* [Work item]: From the entries that follow, pick out all lines holding "document".

── Given information

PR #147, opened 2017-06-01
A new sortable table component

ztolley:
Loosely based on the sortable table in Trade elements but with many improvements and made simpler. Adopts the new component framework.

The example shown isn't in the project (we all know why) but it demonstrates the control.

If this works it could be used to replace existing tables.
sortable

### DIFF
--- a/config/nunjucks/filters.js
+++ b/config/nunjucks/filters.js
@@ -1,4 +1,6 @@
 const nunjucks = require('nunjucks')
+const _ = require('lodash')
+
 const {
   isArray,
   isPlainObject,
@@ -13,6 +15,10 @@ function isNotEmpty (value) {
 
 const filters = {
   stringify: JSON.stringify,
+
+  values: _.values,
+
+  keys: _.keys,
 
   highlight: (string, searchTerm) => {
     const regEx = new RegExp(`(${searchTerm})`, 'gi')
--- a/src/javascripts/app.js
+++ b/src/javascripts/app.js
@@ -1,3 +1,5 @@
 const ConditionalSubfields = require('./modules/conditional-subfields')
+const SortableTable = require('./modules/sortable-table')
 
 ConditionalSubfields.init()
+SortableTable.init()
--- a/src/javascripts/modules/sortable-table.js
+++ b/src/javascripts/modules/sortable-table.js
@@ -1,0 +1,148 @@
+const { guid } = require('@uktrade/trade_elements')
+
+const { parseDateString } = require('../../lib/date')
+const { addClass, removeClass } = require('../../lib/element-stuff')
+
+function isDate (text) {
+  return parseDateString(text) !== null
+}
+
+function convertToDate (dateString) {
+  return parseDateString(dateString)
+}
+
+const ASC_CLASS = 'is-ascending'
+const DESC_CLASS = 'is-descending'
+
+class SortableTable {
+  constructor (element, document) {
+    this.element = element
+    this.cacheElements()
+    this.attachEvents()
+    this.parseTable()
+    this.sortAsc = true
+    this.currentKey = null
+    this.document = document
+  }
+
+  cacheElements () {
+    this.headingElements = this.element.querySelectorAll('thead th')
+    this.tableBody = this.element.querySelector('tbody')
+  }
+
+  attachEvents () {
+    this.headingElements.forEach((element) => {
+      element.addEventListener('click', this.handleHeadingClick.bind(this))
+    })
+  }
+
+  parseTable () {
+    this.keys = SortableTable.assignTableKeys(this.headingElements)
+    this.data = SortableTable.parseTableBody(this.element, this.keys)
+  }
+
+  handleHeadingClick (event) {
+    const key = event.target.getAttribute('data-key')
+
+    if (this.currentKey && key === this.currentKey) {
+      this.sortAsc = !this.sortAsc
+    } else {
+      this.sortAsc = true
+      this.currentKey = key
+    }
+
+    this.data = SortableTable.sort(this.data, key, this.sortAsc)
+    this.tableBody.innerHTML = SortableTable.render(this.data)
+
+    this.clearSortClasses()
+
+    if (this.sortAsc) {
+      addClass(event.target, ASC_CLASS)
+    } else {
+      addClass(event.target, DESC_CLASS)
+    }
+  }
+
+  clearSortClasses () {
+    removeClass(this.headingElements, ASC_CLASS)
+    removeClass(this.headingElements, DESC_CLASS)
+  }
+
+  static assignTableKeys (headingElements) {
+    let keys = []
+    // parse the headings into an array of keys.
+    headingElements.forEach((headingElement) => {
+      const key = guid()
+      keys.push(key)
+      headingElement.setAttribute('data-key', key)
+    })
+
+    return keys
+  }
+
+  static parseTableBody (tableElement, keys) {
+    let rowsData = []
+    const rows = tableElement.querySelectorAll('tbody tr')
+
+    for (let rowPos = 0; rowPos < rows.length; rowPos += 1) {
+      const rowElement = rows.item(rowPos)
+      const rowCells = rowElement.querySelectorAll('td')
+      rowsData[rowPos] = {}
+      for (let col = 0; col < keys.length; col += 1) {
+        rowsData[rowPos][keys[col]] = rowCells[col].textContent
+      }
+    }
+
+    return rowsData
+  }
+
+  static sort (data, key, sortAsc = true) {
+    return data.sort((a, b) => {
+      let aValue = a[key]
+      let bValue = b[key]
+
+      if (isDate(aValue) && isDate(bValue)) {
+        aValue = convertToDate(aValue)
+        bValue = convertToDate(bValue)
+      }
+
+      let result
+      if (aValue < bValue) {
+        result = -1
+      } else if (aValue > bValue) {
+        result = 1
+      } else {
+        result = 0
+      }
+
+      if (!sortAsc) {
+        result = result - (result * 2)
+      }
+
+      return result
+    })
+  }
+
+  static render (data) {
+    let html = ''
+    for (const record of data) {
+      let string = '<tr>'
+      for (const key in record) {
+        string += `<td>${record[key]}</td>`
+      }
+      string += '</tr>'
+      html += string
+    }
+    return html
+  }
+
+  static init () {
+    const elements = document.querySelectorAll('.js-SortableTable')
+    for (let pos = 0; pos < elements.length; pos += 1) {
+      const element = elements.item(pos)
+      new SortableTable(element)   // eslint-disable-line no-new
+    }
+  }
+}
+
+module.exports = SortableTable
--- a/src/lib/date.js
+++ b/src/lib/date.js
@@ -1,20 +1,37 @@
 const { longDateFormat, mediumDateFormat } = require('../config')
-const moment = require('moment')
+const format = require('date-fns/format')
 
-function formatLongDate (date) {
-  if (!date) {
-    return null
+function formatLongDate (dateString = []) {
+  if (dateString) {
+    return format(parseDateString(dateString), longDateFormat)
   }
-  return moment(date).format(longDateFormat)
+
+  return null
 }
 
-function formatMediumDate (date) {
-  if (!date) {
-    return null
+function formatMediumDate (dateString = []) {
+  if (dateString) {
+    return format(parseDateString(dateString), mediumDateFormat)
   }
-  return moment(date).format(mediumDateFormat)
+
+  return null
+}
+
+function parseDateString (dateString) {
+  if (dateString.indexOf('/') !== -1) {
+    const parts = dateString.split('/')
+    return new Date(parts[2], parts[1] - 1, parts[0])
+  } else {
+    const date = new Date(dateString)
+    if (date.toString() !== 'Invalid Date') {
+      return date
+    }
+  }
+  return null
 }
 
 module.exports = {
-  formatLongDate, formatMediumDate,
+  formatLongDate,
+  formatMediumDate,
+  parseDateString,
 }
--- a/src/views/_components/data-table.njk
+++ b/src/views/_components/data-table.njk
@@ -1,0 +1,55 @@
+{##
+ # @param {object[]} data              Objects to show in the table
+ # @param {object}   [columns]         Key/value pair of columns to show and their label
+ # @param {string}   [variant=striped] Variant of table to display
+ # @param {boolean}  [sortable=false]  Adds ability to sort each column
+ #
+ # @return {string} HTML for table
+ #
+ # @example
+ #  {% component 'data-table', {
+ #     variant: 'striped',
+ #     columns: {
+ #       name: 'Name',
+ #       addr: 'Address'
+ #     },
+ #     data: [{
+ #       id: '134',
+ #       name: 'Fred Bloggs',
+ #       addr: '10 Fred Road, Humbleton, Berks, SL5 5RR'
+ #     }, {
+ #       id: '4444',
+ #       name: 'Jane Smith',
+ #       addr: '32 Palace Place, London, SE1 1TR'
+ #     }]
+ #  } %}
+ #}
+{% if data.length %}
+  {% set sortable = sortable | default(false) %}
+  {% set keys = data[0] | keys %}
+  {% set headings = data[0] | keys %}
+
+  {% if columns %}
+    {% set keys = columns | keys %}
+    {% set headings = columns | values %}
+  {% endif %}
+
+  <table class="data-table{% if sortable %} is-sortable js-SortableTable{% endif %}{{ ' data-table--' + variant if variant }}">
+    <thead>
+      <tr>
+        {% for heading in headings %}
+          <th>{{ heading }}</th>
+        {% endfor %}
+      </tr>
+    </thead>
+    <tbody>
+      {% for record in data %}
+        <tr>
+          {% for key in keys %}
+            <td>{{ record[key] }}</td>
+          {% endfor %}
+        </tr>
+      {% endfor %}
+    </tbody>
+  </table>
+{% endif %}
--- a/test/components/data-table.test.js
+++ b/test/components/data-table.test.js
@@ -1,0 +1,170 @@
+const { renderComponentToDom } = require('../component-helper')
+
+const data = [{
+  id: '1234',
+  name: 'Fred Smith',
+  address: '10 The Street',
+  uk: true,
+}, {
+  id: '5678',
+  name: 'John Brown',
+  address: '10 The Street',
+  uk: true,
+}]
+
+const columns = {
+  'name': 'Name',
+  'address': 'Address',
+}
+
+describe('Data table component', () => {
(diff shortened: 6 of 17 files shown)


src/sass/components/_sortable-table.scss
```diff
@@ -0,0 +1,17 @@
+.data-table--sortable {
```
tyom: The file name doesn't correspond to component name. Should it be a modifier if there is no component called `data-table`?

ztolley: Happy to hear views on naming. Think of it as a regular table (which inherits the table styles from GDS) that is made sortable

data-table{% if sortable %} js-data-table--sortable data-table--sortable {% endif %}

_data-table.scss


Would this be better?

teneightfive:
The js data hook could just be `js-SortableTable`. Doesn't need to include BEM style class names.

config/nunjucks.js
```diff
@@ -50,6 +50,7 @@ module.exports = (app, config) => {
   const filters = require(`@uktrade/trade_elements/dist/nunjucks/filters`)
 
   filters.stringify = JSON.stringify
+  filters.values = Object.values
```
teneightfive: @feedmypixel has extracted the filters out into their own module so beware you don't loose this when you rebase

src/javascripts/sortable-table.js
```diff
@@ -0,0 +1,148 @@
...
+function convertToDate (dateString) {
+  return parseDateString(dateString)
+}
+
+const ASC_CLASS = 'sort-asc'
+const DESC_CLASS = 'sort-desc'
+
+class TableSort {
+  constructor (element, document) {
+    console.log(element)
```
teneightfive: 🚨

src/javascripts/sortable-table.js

────

* [Completed task]:
+  constructor (element, document) {
+    this.document = document
+    const elements = document.querySelectorAll('.js-SortableTable')
+  constructor (element, document) {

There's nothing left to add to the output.